Aim of the exercise » Repeat the lines from the line with "3. Run a near-lossless compressor" to the line with "Updates fixed-wing landing" in the listing below, keeping both end lines and adding nothing.

Information provided »
PR #2243, opened 2023-01-11
Updated ARK PAB and ARK V6X docs with updated product photos

bradenwagstaff:
We've added in our new product photos for the PAB and V6X. All of these photos are less than 200MB, have dimensions of about 500x400, and cropped similarly to the ones added last week. If 200MB is to large for the site we can compress them more, just let me know and I can do that


bradenwagstaff:
Made a mistake. Gonna redo this and make a new PR

PR #2244, opened 2023-01-12
Updated ARK PAB and ARK V6X docs with updated product photos

bradenwagstaff:
We've added in our new product photos for the PAB and V6X. All of these photos are less than 200MB, have dimensions of about 500x400, and cropped similarly to the ones added last week. If the photos don't size the way you need them to just let me know and I can get you what you need


hamishwillee (approved):
These look great thanks.

FWIW A page will shrink an image for display and you can click to zoom it to as many pixels wide as there are in the original image. There is no hard rule on the size you have to use for the pages - so if you have an image that would benefit from being wider in order to convey the information it demonstrates then you can.

As finger in the air though, if someone sends me an image 4000px wide I will generally:
1. Crop out the unnecessary information (i.e. white space on edges
2. Drop the width to about 1200px 
3. Run a near-lossless compressor
4. Check the size. If it is below 200Kb, move on.

Upshot, you don't have to kill yourself here, mostly trying to avoid stupidly large files.

PR #2245, opened 2023-01-18
update fixed-wing landing documentation

tstastny:
Updates fixed-wing landing docs following new logic in https://github.com/PX4/PX4-Autopilot/pull/19871 and https://github.com/PX4/PX4-Autopilot/pull/20537.

I removed the separate fixed-wing landing page and stuck things in the landing mode page, similar to @sfuhrer's PR #2232. Of course.. fixed-wing doesnt really have a "landing mode" commandable via mav command at the moment. Only possible to reach it through mission item. But as we start moving things into individual modes.. we'll hopefully get there soon.

@hamishwillee let me know if you would like to re-organize some of these topics.


en/flight_modes/land.md
```diff
@@ -32,24 +32,110 @@ Parameter | Description
...
+[FW_THR_IDLE](../advanced_config/parameter_reference.md#FW_THR_IDLE) | Idle throttle setting. The vehicle will retain this setting throughout the flare and roll out.
+
+### Abort
+
+#### Operator abort
+
+The landing may be aborted by the operator at any point during the final approach, resulting in a climb out to an orbit pattern centered above the land waypoint.
+The maximum of the aircraft's current altitude and [MIS_LND_ABRT_ALT](../advanced_config/parameter_reference.md#MIS_LND_ABRT_ALT) is set as the abort orbit alitutde -- height relative to (above) the landing waypoint.
+Landing configuration (e.g. flaps, spoilers, landing airspeed) is disabled during abort and the aicraft flies in cruise conditions.
+Aborting is not possible during the flare.
```
sfuhrer, line 91: Maybe worth a note here
```suggestion
Aborting is not possible during the flare. Operators can still manually abort the landing at this point by changing the flight mode to a manual mode (e.g. Position). 

```

en/flight_modes/land.md
```diff
@@ -32,24 +32,110 @@ Parameter | Description
...
+[FW_LND_FL_PMIN](../advanced_config/parameter_reference.md#FW_LND_FL_PMIN) | Minimum allowed pitch during the flare (often necessary to avoid negative pitch angles commanded to increase airspeed, as the throttle is reduced to idle setting.)
+[FW_LND_TD_TIME](../advanced_config/parameter_reference.md#FW_LND_TD_TIME) | The time after flare start when the vehicle should pitch the nose down.
+[RWTO_PSP](../advanced_config/parameter_reference.md#RWTO_PSP) | Pitch setpoint while on the runway. For tricycle gear, typically near zero. For tail draggers, positive.
+[FW_THR_IDLE](../advanced_config/parameter_reference.md#FW_THR_IDLE) | Idle throttle setting. The vehicle will retain this setting throughout the flare and roll out.
+
+### Abort
+
+#### Operator abort
+
+The landing may be aborted by the operator at any point during the final approach, resulting in a climb out to an orbit pattern centered above the land waypoint.
```
sfuhrer, line 88: Should we mention here how the operator abort can be triggered? (by pressing the "Abort landing" button on QGC, which appears when currently in a landing sequence). It's though ofc groundstation specific, thus not that sure if it belongs here.

sfuhrer (commented):
I couldn't find any inconsistency to the PX4 logic, looks all correct to me! And love the plots, they're very informative!

en/flight_modes/land.md
tstastny: https://github.com/PX4/PX4-user_guide/pull/2245/commits/99c66dcf609accb4564ef0c9ee71c47372e06019

en/flight_modes/land.md
tstastny: https://github.com/PX4/PX4-user_guide/pull/2245/commits/3f4a09ab88b7ce1cc71a736130ccbb442a2f2dc1

sfuhrer (approved):

en/flight_modes/land.md
```diff
@@ -32,24 +32,113 @@ Parameter | Description
 <span id="COM_RC_STICK_OV"></span>[COM_RC_STICK_OV](../advanced_config/parameter_reference.md#COM_RC_STICK_OV) | The amount of stick movement that causes a transition to [Position mode](../flight_modes/position_mc.md) (if [COM_RC_OVERRIDE](#COM_RC_OVERRIDE) is enabled).
 
 
-## Fixed Wing (FW)
+## Fixed-wing (FW)
 
-The vehicle will turn and land at the location at which the mode was engaged.
-RC stick movement is ignored.
+Fixed-wing landing via mav command is currently not supported.
```
hamishwillee, line 37: Are you saying that if you get [MAV_CMD_NAV_LAND](https://mavlink.io/en/messages/common.html#MAV_CMD_NAV_LAND) as a MAVLink command the command will be ignored - is that right? Does that mean the command will just be rejected?

Ditto for setting the mode to LAND using a mode setting command - this will just be rejected and you'll stay in your current mode?

en/flight_modes/land.md
```diff
@@ -26,30 +26,132 @@ Landing is affected by the following parameters:
...
+
+The flaring altitude is calculated during the final approach via "time-to-impact" ([FW_LND_FL_TIME](#FW_LND_FL_TIME)) and the approach descent rate.
+An additional safety parameter [FW_LND_FLALT](#FW_LND_FLALT) sets the minimum altitude at which the vehicle will flare (if the time based altitude is too low to allow a safe flare maneuver).
+
+If belly landing, the vehicle will continue in the flaring state until touchdown, land detection, and subsequent disarm. For runway landings, [FW_LND_TD_TIME](#FW_LND_TD_TIME) enables setting the time post flare start to pitch down the nose (e.g. consider tricycle gear) onto the runway ([RWTO_PSP](#RWTO_PSP)) and avoid bouncing. This time roughly corresponds to the touchdown post flare, and should be tuned for a given airframe during test flights only after the flare has been tuned.
+
+Parameter | Description
+--- | ---
+<a id="FW_LND_FL_TIME"></a>[FW_LND_FL_TIME](../advanced_config/parameter_reference.md#FW_LND_FL_TIME) | Time before impact (at current descent rate) at which the vehicle should flare.
```
hamishwillee, line 78: FYI, note I added anchors in all these. This pattern allows us to link from anywhere in the page to the table (maintaining context of the page) rather than linking to the parameter page directly.

en/flight_modes/land.md
```diff
@@ -26,30 +26,132 @@ Landing is affected by the following parameters:
...
+
+Parameter | Description
+--- | ---
+[FW_LND_ANG](../advanced_config/parameter_reference.md#FW_LND_ANG) | The maximum achievable landing approach slope angle. Note that smaller angles may still be commanded via the landing pattern mission item.
+[FW_LND_EARLYCFG](../advanced_config/parameter_reference.md#FW_LND_EARLYCFG) | Optionally deploy landing configuration during the landing descent orbit (e.g. flaps, spoilers, landing airspeed).
+[FW_LND_AIRSPD](../advanced_config/parameter_reference.md#FW_LND_AIRSPD) | Calibrated airspeed setpoint during landing.
+[FW_FLAPS_LND_SCL](../advanced_config/parameter_reference.md#FW_FLAPS_LND_SCL) | Flaps setting during landing.
+[FW_LND_THRTC_SC](../advanced_config/parameter_reference.md#FW_LND_THRTC_SC) | Altitude time constant factor for landing (overrides default [TECS tuning](../config_fw/advanced_tuning_guide_fixedwing.md)).
+
+### Flaring / Roll-out
```
hamishwillee, line 67: FY Note, we use first-letter capitalisation across docs.

en/flight_modes/land.md
```diff
@@ -26,30 +26,132 @@ Landing is affected by the following parameters:
...
-The vehicle will turn and land at the location at which the mode was engaged.
-RC stick movement is ignored.
+Fixed-wing landing via mav command is currently not supported.
+The landing mode is only accessible in missions.
+Please see QGroundControl docs for more information on [planning a fixed-wing landing pattern mission item](https://docs.qgroundcontrol.com/master/en/PlanView/pattern_fixed_wing_landing.html).
 
-Fixed wing landing logic and parameters are explained in the topic: [Landing (Fixed Wing)](../flying/fixed_wing_landing.md).
+### Landing Sequence
+
+The fixed-wing landing pattern has three components: a **landing descent orbit**, a **landing waypoint**, and a **landing approach slope**.
```
hamishwillee, line 43: I find this confusing. At first I thought it meant "three stages" but then I see that a waypoint is not a stage, and neither is a landing approach slope. 

Now I think these might relate to the landing pattern definition, but none of these terms are mentioned in https://docs.qgroundcontrol.com/master/en/PlanView/pattern_fixed_wing_landing.html#landing-point

Upshot, can we use consistent terminology or find a mapping between the two.

en/flight_modes/land.md
```diff
@@ -26,30 +26,132 @@ Landing is affected by the following parameters:
...
+
+On engaging a landing pattern, the following sequence is initiated:
+
+1. **Fly to landing location**: The aircraft flies at the current altitude to the landing descent orbit.
+2. **Descend to approach altitude**: On reaching the orbit, the vehicle will descend to the approach altitude.
+   Once reaching the approach altitude, the airframe will continue on the orbit until reaching the final approach exit (tangential exit towards landing waypoint).
+4. **Final approach**: The aircraft will follow the landing approach slope until the flare altitude is reached.
```
hamishwillee, line 50: It is much better if this title "Final approach" matches the heading it maps too, and even links. So I think this should be "Landing approach" (I.e. I am guessing this is what you talk about in the section below).

en/flight_modes/land.md
```diff
@@ -26,30 +26,132 @@ Landing is affected by the following parameters:
...
-Fixed wing landing logic and parameters are explained in the topic: [Landing (Fixed Wing)](../flying/fixed_wing_landing.md).
+### Landing Sequence
+
+The fixed-wing landing pattern has three components: a **landing descent orbit**, a **landing waypoint**, and a **landing approach slope**.
+
+On engaging a landing pattern, the following sequence is initiated:
+
+1. **Fly to landing location**: The aircraft flies at the current altitude to the landing descent orbit.
+2. **Descend to approach altitude**: On reaching the orbit, the vehicle will descend to the approach altitude.
+   Once reaching the approach altitude, the airframe will continue on the orbit until reaching the final approach exit (tangential exit towards landing waypoint).
```
hamishwillee, line 49: I think what happens is that when landing is engaged.
1. You fly at current altitude until you enter some radius "landing descent orbit".
   - I think this is the "loiter point radius" in the landing pattern - right? 
   - What is this in MAVLink - i.e. what item and param?
2. You then do a "descending orbit" to decrease your altitude to the approach altitude.
   - Is the approach altitude the "loiter point altitude" in the landing pattern? Or is it something else.
4. You then continue orbit descent until you get to the final approach - i.e. there is a tangential path to the landing waypoint. Now you're in final approach you descent along that path with some settings.
   - I think the final approach altitude might be calculated based on `FW_LND_ANGLE` - i.e. you orbit until you have a good tangent, and if the land angle is less than the max defined by  `FW_LND_ANGLE` you exit the loiter and proceed. Is that right?
5. Then you flare for final landing.

My concern here is that it might be hard to plan the landing if we don't make it clear at what point you decide to leave each stage/what altitude or conditions move between the stages. I might be being thick.

en/flight_modes/land.md
```diff
@@ -26,30 +26,132 @@ Landing is affected by the following parameters:
...
+4. **Final approach**: The aircraft will follow the landing approach slope until the flare altitude is reached.
+5. **Flare**: The vehicle flares until touching down.
```
hamishwillee, line 51: Ditto for this - good to link Flare to the section below it applies to.

hamishwillee:
Looks pretty good. I've added some comments.

It feels pretty odd to say "landings don't work in land mode", and then explain how mission landing works here. It might be worth moving this to mission mode section UNLESS you think that land mode will be supported again soon? I realize that is asymmetric with the takeoff docs. I'll think about it tonight.

en/flight_modes/land.md
sfuhrer: True, maybe enough to just speak about the **landing descent orbit** and the **landing waypoint** here, as those are the mission items that define a mission landing (the slope is defined implicitly from them).

en/flight_modes/land.md
sfuhrer: I'm currently working on enabling it properly. Currently it's not rejected but broken.

It then will circle down at the current location after getting a LAND command. The flaring part is the same as for the mission lading.

sfuhrer:
> It feels pretty odd to say "landings don't work in land mode", and then explain how mission landing works here. It might be worth moving this to mission mode section UNLESS you think that land mode will be supported again soon? I realize that is asymmetric with the takeoff docs. I'll think about it tonight.

I will fix the `land` mode. It will though have more difference to the `mission land `than `takeoff` has from `mission takeoff`. At this point I'm undecided what's better, to duplicate parts of the docs (majority of takeoff, maybe about 30% for land) or to have them only in the mission docs or the flight mode docs.

hamishwillee:
> I will fix the land mode. 

What's the PR for getting landing working? Just so it is easy to track when next update needed.

> It will though have more difference to the mission land than takeoff has from mission takeoff. At this point I'm undecided what's better, to duplicate parts of the docs (majority of takeoff, maybe about 30% for land) or to have them only in the mission docs or the flight mode docs.

I'm not sure either. My preference is to either fully separate or fully join the mission and land/takeoff modes.

So for example in the case of takeoff, we could easily have fixed wing takeoff docs linked from both, very much based on the current doc in land mode. We could then link it from both docs.

For the takeoff case I also suggested another "mixed" option in https://github.com/PX4/PX4-user_guide/pull/2232#discussion_r1092667080. Essentially the intro section for the land mode FW docs could be duplicated and then made specific for land mode and mission mode. The catapult and runway stuff would live in the land mode docs and get linked to.

So you can decide which you like. There is now enough info for me to format in either way without too much of your time wasted.

Might be worth finishing this doc, merging, then formatting both as we agree.


the mode docs as far as possible. If they are really very similar then I'm OK with a single doc Fixed Wing Landing which is referenced by Land mode and Mission mode.


But I have a suggestion in https://github.com/PX4/PX4-user_guide/pull/2232#discussion_r1092667080 for

en/flight_modes/land.md
hamishwillee: OK, so reading the docs I once wrote and should have remembered: https://docs.qgroundcontrol.com/master/en/PlanView/pattern_fixed_wing_landing.html#implementation

>This pattern creates three mission items:
> - [MAV_CMD_DO_LAND_START](https://mavlink.io/en/messages/common.html#MAV_CMD_DO_LAND_START) - If you abort a landing it sends DO_GO_AROUND to the vehicle, which then causes the mission to return to this point and try to land again.
> - [MAV_CMD_NAV_LOITER_TO_ALT](https://mavlink.io/en/messages/common.html#MAV_CMD_NAV_LOITER_TO_ALT) - Start point for landing
> -[MAV_CMD_NAV_LAND](https://mavlink.io/en/messages/common.html#MAV_CMD_NAV_LAND) - End point for landing
> 
> The vehicle flares to landing using a flight path generated by the firmware between the NAV_LOITER_TO_ALT point and the NAV_LAND point.
>
> If those two locations violate the vehicle's flare constraints (e.g. descent angle is too steep) an error will be raised after you upload the invalid mission to the vehicle.

So based on the above (is it correct to your knowledge) and your comments:

I think what happens is that ...
1. Flying along in a mission, you see `MAV_CMD_DO_LAND_START`. 
   - From the comments in that command, in a mission this is just a placeholder so the system knows it is entering an FW landing sequence.
   - So that would immediately be accepted, ignoring its lat,lon,alt.
3. You then get a `MAV_CMD_NAV_LOITER_TO_ALT` which has a lat, lon, alt, radius
   - You fly towards this lat, lon 
   - When you reach the radius defined in item you do a loitering descent to MAV_CMD_NAV_LOITER_TO_ALT.alt = approach altitude.
4. YOu then continue to loiter down to **some** height where you exit the orbit (when vehicle has tangential path to the position (lat/lon/alt) in MAV_CMD_NAV_LAND)
   - The QGC docs kind of imply that after the loiter alt you have a path to flare that is up to the flight stack - which we have.
   - But it isn't clear how the vehicle decides it will exit the loiter
   - It isn't clear how the flare height is set?
   - Its a bit odd, because you're loitering when no longer in the loiter-to-alt - your're now in the NAV_LAND - right?
6. Then you flare for final landing at MAV_CMD_NAV_LAND

Can you confirm the behaviour and how flare height is set. If so, I think I get this :-)

sfuhrer: >Flying along in a mission, you see MAV_CMD_DO_LAND_START. 

DO_LAND_START is actually only used in RTL to find the land sequence. Not needed in Mission for the landing, there it just follows the WPs.

>2

Correct.

>YOu then continue to loiter down to some height

No, to **exactly** the approach altitude (altitude field of LOITER_TO_ALT). Once there you keep the altitude until the current course is aligned to the next waypoint, then exit. 

>YOu then continue to loiter down to some height

>It isn't clear how the flare height is set?

That's how it is formulated now, which parts would you want to have reformulated?
The flaring altitude is calculated during the final approach via "time-to-impact" ([FW_LND_FL_TIME](#FW_LND_FL_TIME)) and the approach descent rate. An additional safety parameter [FW_LND_FLALT](#FW_LND_FLALT) sets the minimum altitude at which the vehicle will flare (if the time based altitude is too low to allow a safe flare maneuver).

>Its a bit odd, because you're loitering when no longer in the loiter-to-alt - your're now in the NAV_LAND - right?

No you're no longer loitering then.... :thinking: 

>Then you flare for final landing at MAV_CMD_NAV_LAND

You flare once below the the flaring conditions as shown above, otherwise you simply keep descending at the constant descent speed along the final approach slope until ground contact. NAV_LAND is not a WP that has to be accepted in the normal sense- you need it to calculate your final approach (direction and gradient of slope).

sfuhrer:
> What's the PR for getting landing working? Just so it is easy to track when next update needed.

Will open it today.

> Might be worth finishing this doc, merging, then formatting both as we agree.

I would also prefer that. 

>Essentially the intro section for the land mode FW docs could be duplicated and then made specific for land mode and mission mode. The catapult and runway stuff would live in the land mode docs and get linked to.

I think that would be a good compromise indeed.

en/flight_modes/land.md
hamishwillee: OK, so at the MAV_CMD_NAV_LOITER_TO_ALT.alt you loiter until are aligned to next waypoint. Then you head towards MAV_CMD_NAV_LAND. You follow a glide slope down, then flare at end. 

Got it now. Will tidy up tomorrow based on this.

sfuhrer:
> Will open it today.

PR for fixing LAND outside of Mission: https://github.com/PX4/PX4-Autopilot/pull/21036

en/flight_modes/land.md
```diff
@@ -26,30 +27,26 @@ Landing is affected by the following parameters:
...
-This is because in LAND mode the vehicle may not know ground altitude and will assume it is at sea level.
-As ground level may be much higher, a vehicle will often reach the ground at an altitude above where flare logic would be engaged.
+Automated landing in missions is supported: [Mission mode > Fixed wing mission landing](../flight_modes/mission.md#fixed-wing-mission-landing).
 :::
 
-Landing is affected by the following parameters (also see [Landing (Fixed Wing)](../flying/fixed_wing_landing.md)):
+<!-- 
+After getting land command it will circle down at the current location.
+The flaring part is the same as for the mission lading.
+-->
```
hamishwillee, line 48: When the land-mode bug is fixed we might move some of the content around again. I am assuming that the abort, flaring, nudging and most of the configuration is the same.

If so, we could follow the same process as suggested for Takeoff: The introduction like "Landing sequence" is duplicated the made specific, but the abort etc stuff is in just one place and linked.

hamishwillee:
Hi @sfuhrer 

I've done two changes:
1. As discussed, moved the landing docs to mission mode doc from landing mode. Landing mode is now just a warning and link to the PR with fix. That was all done in one commit.
2. Minor rewrite of the landing sequence stuff

The changes are relatively minor, but make the sequence much more clear to me. Specifically, I have replaced terminology like "towards landing descent orbit" with "towards the loiter waypoint", and overall represented this in terms of the commands that are processed.

Merging, because IMO the sequence was the only thing that felt a bit unclear, and now it does not. Please check as a post process.

NEXT STEPS: I'll ping you on discord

Worked solution »
3. Run a near-lossless compressor
4. Check the size. If it is below 200Kb, move on.

Upshot, you don't have to kill yourself here, mostly trying to avoid stupidly large files.

PR #2245, opened 2023-01-18
update fixed-wing landing documentation

tstastny:
Updates fixed-wing landing docs following new logic in https://github.com/PX4/PX4-Autopilot/pull/19871 and https://github.com/PX4/PX4-Autopilot/pull/20537.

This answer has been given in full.